PR #2250, opened 2026-03-26
feat!: add P&M to CommitMetadata and enforce committer/table type matching

rliao147:
## 🥞 Stacked PR
Use this [link](https://github.com/delta-io/delta-kernel-rs/pull/2250/files) to review incremental changes.
- [**stack/create-table-utils-pt3**](https://github.com/delta-io/delta-kernel-rs/pull/2250) [[Files changed](https://github.com/delta-io/delta-kernel-rs/pull/2250/files)]
  - [stack/create-table-utils-pt4](https://github.com/delta-io/delta-kernel-rs/pull/2254) [[Files changed](https://github.com/delta-io/delta-kernel-rs/pull/2254/files/c71e28b2c5147bed800bf672f1d9920fff456882..e553d73653b343e65473fdba3833823d6cce74e1)]
    - [stack/remove-catalog-managed-flag](https://github.com/delta-io/delta-kernel-rs/pull/2310) [[Files changed](https://github.com/delta-io/delta-kernel-rs/pull/2310/files/e553d73653b343e65473fdba3833823d6cce74e1..21b747eb65a5d99133cf1d6dfabf417564ff92b9)]

---------

Expands `CommitMetadata` to carry protocol/metadata state and commit change detection:
- `protocol`/`metadata`: read snapshot state
- `new_protocol`/`new_metadata`: present when the commit changes P&M
- `domain_metadata_changes`: domain metadata actions in this commit
- Public getters: `has_protocol_change()`, `has_metadata_change()`, `has_domain_metadata_change`

Also adds committer/table type validations: a catalog committer can only commit to catalog-managed tables, and a non-catalog committer can only commit to non-catalog-managed tables.

1. `disallow_catalog_committer_for_non_catalog_managed_table` -- existing non catalog managed table with catalog committer returns error                                                                                                                                                                                         
2. `disallow_catalog_committer_for_non_catalog_managed_create_table` -- create-table without catalogManaged with catalog committer returns error                                                                                                                                                                    
3. Updated `test_commit_metadata` and `FileSystemCommitter` tests for new `CommitMetadata::new` signature                                                                                                                                                                                                             
4. Existing tests pass

### DIFF
--- a/kernel/src/transaction/mod.rs
+++ b/kernel/src/transaction/mod.rs
@@ -525,11 +525,11 @@ impl<S> Transaction<S> {
         ) {
             (true, true) | (false, false) => Ok(()),
             (false, true) => Err(Error::generic(
-                "A catalog committer must be used to commit to catalog-managed tables. \
+                "This table is catalog-managed and requires a catalog committer. \
                  Please provide a catalog committer via Snapshot::transaction().",
             )),
             (true, false) => Err(Error::generic(
-                "A catalog committer cannot be used to commit to path-based tables.",
+                "This table is path-based and cannot be committed to with a catalog committer.",
             )),
         }
     }
@@ -2303,7 +2303,7 @@ mod tests {
             .unwrap_err();
         assert!(matches!(
             err,
-            crate::Error::Generic(e) if e.contains("A catalog committer cannot be used to commit to path-based tables")
+            crate::Error::Generic(e) if e.contains("This table is path-based and cannot be committed to with a catalog committer")
         ));
     }
 
@@ -2325,7 +2325,7 @@ mod tests {
             .unwrap_err();
         assert!(matches!(
             err,
-            crate::Error::Generic(e) if e.contains("A catalog committer cannot be used to commit to path-based tables")
+            crate::Error::Generic(e) if e.contains("This table is path-based and cannot be committed to with a catalog committer")
         ));
     }
 }
--- a/kernel/src/committer/filesystem.rs
+++ b/kernel/src/committer/filesystem.rs
@@ -127,7 +127,7 @@ mod tests {
             .unwrap_err();
         assert!(matches!(
             err,
-            crate::Error::Generic(e) if e.contains("A catalog committer must be used to commit to catalog-managed tables. Please provide a catalog committer via Snapshot::transaction().")
+            crate::Error::Generic(e) if e.contains("This table is catalog-managed and requires a catalog committer.")
         ));
     }
 


kernel/src/transaction/mod.rs
```diff
@@ -388,20 +388,30 @@ impl<S> Transaction<S> {
...
-                "A catalog committer must be used to commit to catalog-managed tables. Please \
-                    provide a catalog committer via Snapshot::transaction().",
-            ));
+                .is_catalog_managed();
+            if is_catalog_committer != is_catalog_managed {
+                let msg = if is_catalog_managed {
+                    "A catalog committer must be used to commit to catalog-managed tables. \
+                     Please provide a catalog committer via Snapshot::transaction()."
+                } else {
+                    "A catalog committer cannot be used to commit to non-catalog-managed tables."
```
rliao147: to discuss: are we sure we want to enforce erroring when a catalog committer is used to commit a non catalog managed table?

kernel/src/committer/commit_types.rs
```diff
@@ -23,7 +29,18 @@ pub struct CommitMetadata {
     pub(crate) version: Version,
     pub(crate) in_commit_timestamp: i64,
     pub(crate) max_published_version: Option<Version>,
-    // in the future this will include Protocol, Metadata, CommitInfo, Domain Metadata, etc.
+    /// The read snapshot's protocol (table state when the transaction started).
+    pub(crate) protocol: Protocol,
```
scottsand-db: `read_protocol` -- this should be optional (create table!)

kernel/src/committer/commit_types.rs
```diff
@@ -23,7 +29,18 @@ pub struct CommitMetadata {
...
+    /// The read snapshot's metadata (table state when the transaction started).
+    pub(crate) metadata: Metadata,
```
scottsand-db: `read_metadata` -- same as above

kernel/src/committer/commit_types.rs
```diff
@@ -32,15 +49,43 @@ impl CommitMetadata {
         version: Version,
         in_commit_timestamp: i64,
         max_published_version: Option<Version>,
+        protocol: Protocol,
```
scottsand-db: I suggest just taking in:
- read_protocol_and_metadata: Option of tuple of P & M
- new protocol
- new metadata

Basically: why use a more-so builder pattern of `.with_X`?

kernel/src/committer/commit_types.rs
scottsand-db: and then we need to update transaction to call this, and pass in the right read_X and new_X etc -- and make sure that for CREATE we pass in read_X as Empty and new_X as the `read_snapshot` in txn // because txn today cannot represent "new" well enough

kernel/src/committer/commit_types.rs
```diff
@@ -23,7 +29,18 @@ pub struct CommitMetadata {
...
     pub(crate) in_commit_timestamp: i64,
     pub(crate) max_published_version: Option<Version>,
-    // in the future this will include Protocol, Metadata, CommitInfo, Domain Metadata, etc.
+    /// The read snapshot's protocol (table state when the transaction started).
+    pub(crate) protocol: Protocol,
+    /// The read snapshot's metadata (table state when the transaction started).
+    pub(crate) metadata: Metadata,
+    /// New protocol being committed, if the transaction changes it (e.g. create-table or future
+    /// ALTER TABLE). `None` for normal commits that don't modify the protocol.
+    pub(crate) new_protocol: Option<Protocol>,
```
scottsand-db: I believe we also want an API that communicates to the committer what type of path-based to catalog-managed commit this is? // think of a good enum 
- path-based CREATE // rejected by UC-Committer
- catalog-managed CREATE
- path-based WRITE // rejected by UC-Committer
- catalog-managed write
- UPGRADE to catalog-managed // rejected by UC-Committer, for now
- DOWNGRADE to path-based // rejected by UC-Committer, for now

kernel/src/committer/commit_types.rs
```diff
@@ -73,15 +118,78 @@ impl CommitMetadata {
...
+        self.protocol
+            .writer_features()
+            .is_some_and(|features| features.iter().any(|f| f.as_ref() == feature_name))
+    }
+
+    /// Check if the table's protocol has a specific reader feature by name.
+    ///
+    /// Feature names use the Delta protocol wire format (e.g., `"catalogManaged"`,
+    /// `"deletionVectors"`). Returns `false` for legacy protocols without table features.
+    pub fn has_reader_feature(&self, feature_name: &str) -> bool {
```
scottsand-db: where is this used?

and is `TableConfiguration` or `Protocol` already public? can we just return `get_effective_protocol`? where if NEW protocol is NONE then we return the READ protocol?

kernel/src/transaction/mod.rs
scottsand-db: yes

kernel/src/transaction/mod.rs
```diff
@@ -388,20 +394,28 @@ impl<S> Transaction<S> {
...
                 .table_configuration()
-                .is_catalog_managed()
-        {
-            return Err(Error::generic(
-                "A catalog committer must be used to commit to catalog-managed tables. Please \
-                    provide a catalog committer via Snapshot::transaction().",
-            ));
+                .is_catalog_managed();
+            if is_catalog_committer != is_catalog_managed {
+                let msg = if is_catalog_managed {
```
scottsand-db: this whole checks seems like it can be a helper function?

kernel/src/transaction/mod.rs
```diff
@@ -410,7 +424,11 @@ impl<S> Transaction<S> {
                 .log_segment()
                 .listed
                 .max_published_version,
-        );
+            table_config.protocol().clone(),
```
scottsand-db: this is a confusing semantic! you say `protocol` (i'll call it `read_protocol`) is the table state when the txn started --- but for create there is no previous table state? this should be none

basically: yes, txn has the wrong abstraction, but don't let that leak into _other_ areas of the code (CommitMetadata API)

kernel/src/committer/commit_types.rs
```diff
@@ -73,15 +118,78 @@ impl CommitMetadata {
...
+    ///
+    /// This returns the `Metadata.configuration` map as stored in the Delta log, containing
+    /// user-defined properties, delta table properties, and application-specific properties.
+    pub fn metadata_configuration(&self) -> &HashMap<String, String> {
+        self.metadata.configuration()
+    }
+
+    /// Returns `true` if this commit changes the table's protocol (e.g. create-table or future
+    /// ALTER TABLE). Returns `false` for normal commits that don't modify the protocol.
+    pub fn has_protocol_change(&self) -> bool {
```
scottsand-db: where is this being used? can we delete for now?

kernel/src/transaction/mod.rs
scottsand-db: this is the wall time, not the ICT -- intentional?

rliao147: This seems like a bug. I filed a new github issue: https://github.com/delta-io/delta-kernel-rs/issues/2291

kernel/src/committer/commit_types.rs
rliao147: done

kernel/src/committer/commit_types.rs
rliao147: I tried to keep the number of arguments in this constructor to a minimum, so I put all the P&M fields into one struct. I kept `read_protocol` and `read_metadata` as separate fields rather than a tuple so the effective protocol/metadata getters can chain through `Option` without needing `expect()` (which can PANIC) in `effective_protocol()` and `effective_metadata()`

kernel/src/committer/commit_types.rs
rliao147: Done

kernel/src/committer/commit_types.rs
rliao147: Done. Didn't take in the full suggestion as commented above.

kernel/src/transaction/mod.rs
rliao147: Done

kernel/src/committer/commit_types.rs
rliao147: We need this for validations in `validate_version_0_properties` in https://github.com/delta-io/delta-kernel-rs/pull/2254/changes#diff-e9a95b0f0ba1dad46dcb46aaeed8ac26aba06191d1a1fcde60ed523042c1a5bf. I moved it out of this PR.

kernel/src/committer/commit_types.rs
rliao147: I moved these getters to https://github.com/delta-io/delta-kernel-rs/pull/2254/changes#diff-e9a95b0f0ba1dad46dcb46aaeed8ac26aba06191d1a1fcde60ed523042c1a5bf. They're needed for the commit validation to check for any protocol changes in `validate_no_alter_table_changes`

kernel/src/transaction/mod.rs
rliao147: I'll leave this comment open for now. I'm not too happy with how the `CommitProtocolMetadata` is created. Let me know if you have any better suggestions.

kernel/src/committer/commit_types.rs
```diff
@@ -73,15 +132,49 @@ impl CommitMetadata {
...
 
+    /// The root URL of the table being committed to.
     pub fn table_root(&self) -> &Url {
         self.log_root.table_root()
     }
 
+    /// Returns the effective protocol for this commit. Prefers new_protocol (create-table / ALTER
+    /// TABLE), falling back to the read snapshot's protocol.
+    #[allow(dead_code)] // Used by delta-kernel-unity-catalog for commit validation
+    pub(crate) fn effective_protocol(&self) -> Option<&Protocol> {
```
scottsand-db: this is optional -- how? is there some way where we _don't_ know the effective protocol of the table we are writing to (no)?

I think the issue here is: `CommitProtocolMetadata` is just all optional fields, which is fine, but you don't assert/require that at least 1 of each pair of old/new P & M is non-empty

you should validate/fail if both are empty

kernel/src/transaction/mod.rs
```diff
@@ -340,21 +342,27 @@ impl<S> Transaction<S> {
...
-            let metadata_schema = get_commit_schema().project(&[METADATA_NAME])?;
-
-            let protocol_data = protocol.into_engine_data(protocol_schema, engine)?;
-            let metadata_data = metadata.into_engine_data(metadata_schema, engine)?;
-
-            (Some(protocol_data), Some(metadata_data))
-        } else {
-            (None, None)
-        };
+        let (protocol_action, metadata_action, new_protocol, new_metadata) =
```
scottsand-db: so, some of these values have `new_` while others don't. this made me think that the others were "not new" or the "old value"?

`protocol_action, metadata_action, protocol, metadata` is probably fine

kernel/src/transaction/mod.rs
```diff
@@ -504,6 +521,48 @@ impl<S> Transaction<S> {
...
 
+    /// Validates that the committer type matches the commit type. A catalog committer must be
+    /// used for catalog-managed operations, and a non-catalog committer for path-based operations.
+    /// Determines the commit type based on whether this is a create-table operation and whether
+    /// the table is catalog-managed.
+    fn determine_commit_type(
+        is_create: bool,
+        table_config: &crate::table_configuration::TableConfiguration,
+    ) -> CommitType {
+        #[cfg(feature = "catalog-managed")]
```
scottsand-db, line 498: this feature flag is getting annoying -- you can just remove it now (as a prefactor pr) if that simplifies things

kernel/src/transaction/mod.rs
```diff
@@ -504,6 +521,48 @@ impl<S> Transaction<S> {
...
+        let is_catalog_managed = table_config.is_catalog_managed();
+        #[cfg(not(feature = "catalog-managed"))]
+        let is_catalog_managed = {
+            let _ = table_config;
+            false
+        };
+
+        match (is_create, is_catalog_managed) {
```
scottsand-db, line 508: let's add a TODO for when we support ALTER TABLE properties and we can then be upgrading / downgrading the table.

would be nice if our `CommitType` handled that to begin with (makes it less easy to forget..)

kernel/src/transaction/mod.rs
```diff
@@ -504,6 +521,48 @@ impl<S> Transaction<S> {
         self
     }
 
+    /// Validates that the committer type matches the commit type. A catalog committer must be
```
scottsand-db: I don't see any validation in this fn? just returning a new value? let me know if I am missing something

ah, I see validate_commit_type below -- out of date comment

kernel/src/transaction/mod.rs
```diff
@@ -504,6 +521,48 @@ impl<S> Transaction<S> {
...
+    fn validate_commit_type(
+        is_catalog_committer: bool,
+        commit_type: &CommitType,
+    ) -> DeltaResult<()> {
+        if is_catalog_committer != commit_type.is_catalog_managed() {
+            let msg = if commit_type.is_catalog_managed() {
+                "A catalog committer must be used to commit to catalog-managed tables. \
+                 Please provide a catalog committer via Snapshot::transaction()."
+            } else {
+                "A catalog committer cannot be used to commit to non-catalog-managed tables."
```
scottsand-db: `path-based` is fine, too

kernel/src/transaction/mod.rs
```diff
@@ -388,28 +396,37 @@ impl<S> Transaction<S> {
...
-                .table_configuration()
-                .is_catalog_managed()
-        {
-            return Err(Error::generic(
-                "A catalog committer must be used to commit to catalog-managed tables. Please \
-                    provide a catalog committer via Snapshot::transaction().",
-            ));
-        }
         let log_root = LogRoot::new(self.read_snapshot.table_root().clone())?;
+        let table_config = self.read_snapshot.table_configuration();
```
scottsand-db: I think a `create_commit_metadata` helper fn would be clean here? as this is getting to be > 20 LOC

kernel/src/committer/commit_types.rs
```diff
@@ -73,15 +132,49 @@ impl CommitMetadata {
         self.max_published_version
     }
 
+    /// The root URL of the table being committed to.
     pub fn table_root(&self) -> &Url {
         self.log_root.table_root()
     }
 
+    /// Returns the effective protocol for this commit. Prefers new_protocol (create-table / ALTER
```
scottsand-db, line 185: So, Kernel uses both a `TableConfiguration` and then also P & M -- what is the right API we should expose?

should it be `effective_table_configuration`? (what if ONLY the P changed, or what if ONLY the M changed) etc

kernel/src/committer/commit_types.rs
rliao147: I added a validation so that we check at least one pair exists (old P + old M) OR (new P + new M). Also removed the optional return for the two getters.

kernel/src/committer/commit_types.rs
rliao147: I think exposing individual getters for `effective_protocol` / `effective_metadata` is better for now because `TableConfiguration` bundles everything, including the table URL and table version. The committer doesn't need this info, since it already has it in CommitMetadata.

rliao147: Separate getters also work better for future ALTER TABLE where only P or M might change.

kernel/src/transaction/mod.rs
rliao147: Done

kernel/src/transaction/mod.rs
rliao147: Done

kernel/src/transaction/mod.rs
rliao147: Removed out of date comment.

kernel/src/transaction/mod.rs
rliao147: I'll remove it as a follow up after the stack lands. I'll get started on this today.

kernel/src/transaction/mod.rs
rliao147: Done

kernel/src/transaction/mod.rs
rliao147: I added `UpgradeToCatalogManaged` / `DowngradeToPathBased` and added a TODO.

kernel/src/committer/commit_types.rs
```diff
@@ -1,13 +1,95 @@
...
+}
+
+impl CommitType {
+    /// Returns `true` if this is a create-table commit (version 0).
+    pub fn is_create(&self) -> bool {
+        matches!(self, Self::PathBasedCreate | Self::CatalogManagedCreate)
+    }
+
+    /// Returns `true` if this is a catalog-managed commit.
+    pub fn is_catalog_managed(&self) -> bool {
```
scottsand-db: so, we really need to ask ourselves "what does it mean for a CommitType to be catalog-managed" since, i would argue, that `DowngradeToPathBased` is also a catalog-managed-related-commit

for both upgrade and downgrade you need to inform the catalog

perhaps rethink what this fn is being used for? do we really need it?

kernel/src/committer/commit_types.rs
```diff
@@ -1,13 +1,95 @@
...
+        read_protocol: Option<Protocol>,
+        read_metadata: Option<Metadata>,
+        new_protocol: Option<Protocol>,
+        new_metadata: Option<Metadata>,
+    ) -> DeltaResult<Self> {
+        let has_read_pair = read_protocol.is_some() && read_metadata.is_some();
+        let has_new_pair = new_protocol.is_some() && new_metadata.is_some();
+        if !has_read_pair && !has_new_pair {
+            return Err(crate::Error::generic(
+                "CommitProtocolMetadata requires at least one complete protocol/metadata pair",
```
scottsand-db: Not really. if you change the schema, you are not changing the protocol, and it's fine to pass in readP=Some, readM=Some, newP=None, newM = Some

scottsand-db: I don't think we are validating the right stuff here
- you must pass in readP and readM, or none of them
- we must have at least 1 P and at least 1 M

kernel/src/transaction/mod.rs
scottsand-db: Please add the TODO here, too

rliao147: Done

kernel/src/committer/commit_types.rs
rliao147: I changed this function to `requires_catalog_committer`, which is needed for the validation on catalog committers <--> catalog managed tables. I also added in the doc string explaining that upgrade/downgrades both need catalog involvement.

kernel/src/committer/commit_types.rs
rliao147: Added the validations, thanks for highlighting and breaking it down!

kernel/src/transaction/mod.rs
```diff
@@ -504,6 +489,90 @@ impl<S> Transaction<S> {
...
+            let msg = if commit_type.requires_catalog_committer() {
+                "A catalog committer must be used to commit to catalog-managed tables. \
+                 Please provide a catalog committer via Snapshot::transaction()."
+            } else {
+                "A catalog committer cannot be used to commit to path-based tables."
+            };
+            return Err(Error::generic(msg));
+        }
+        Ok(())
+    }
```
Jameson-Crate, line 535: nit: pattern syntax might look a bit cleaner here (just personal opinion)


```suggestion
    fn validate_commit_type(
        is_catalog_committer: bool,
        commit_type: &CommitType,
    ) -> DeltaResult<()> {
        match (is_catalog_committer, commit_type.requires_catalog_committer()) {
              (true, true) | (false, false) => Ok(()) 
              (false, true) => Err(Error::generic("A catalog committer must be used to commit to catalog-managed tables. \
               Please provide a catalog committer via Snapshot::transaction()."))
               (true, false) => Err(Error::generic("A catalog committer cannot be used to commit to path-based tables."))
    }
```

Jameson-Crate (approved):
lgtm, thanks for the change

kernel/src/transaction/mod.rs
rliao147: done

kernel/src/transaction/mod.rs
```diff
@@ -504,6 +489,93 @@ impl<S> Transaction<S> {
...
+        is_catalog_committer: bool,
+        commit_type: &CommitType,
+    ) -> DeltaResult<()> {
+        match (
+            is_catalog_committer,
+            commit_type.requires_catalog_committer(),
+        ) {
+            (true, true) | (false, false) => Ok(()),
+            (false, true) => Err(Error::generic(
+                "A catalog committer must be used to commit to catalog-managed tables. \
```
scottsand-db: nit: `to a catalog-managed table` -- let's not talk about generally about other tables -- let's just talk about this specific committer in this specific instance

ditto for below

rliao147: Done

_ _ _

• Exercise details
Output exactly the span of lines beginning at the first line of the records and ending at the line that holds "review incremental changes.", inclusive, with no other text.

• Your response
PR #2250, opened 2026-03-26
feat!: add P&M to CommitMetadata and enforce committer/table type matching

rliao147:
## 🥞 Stacked PR
Use this [link](https://github.com/delta-io/delta-kernel-rs/pull/2250/files) to review incremental changes.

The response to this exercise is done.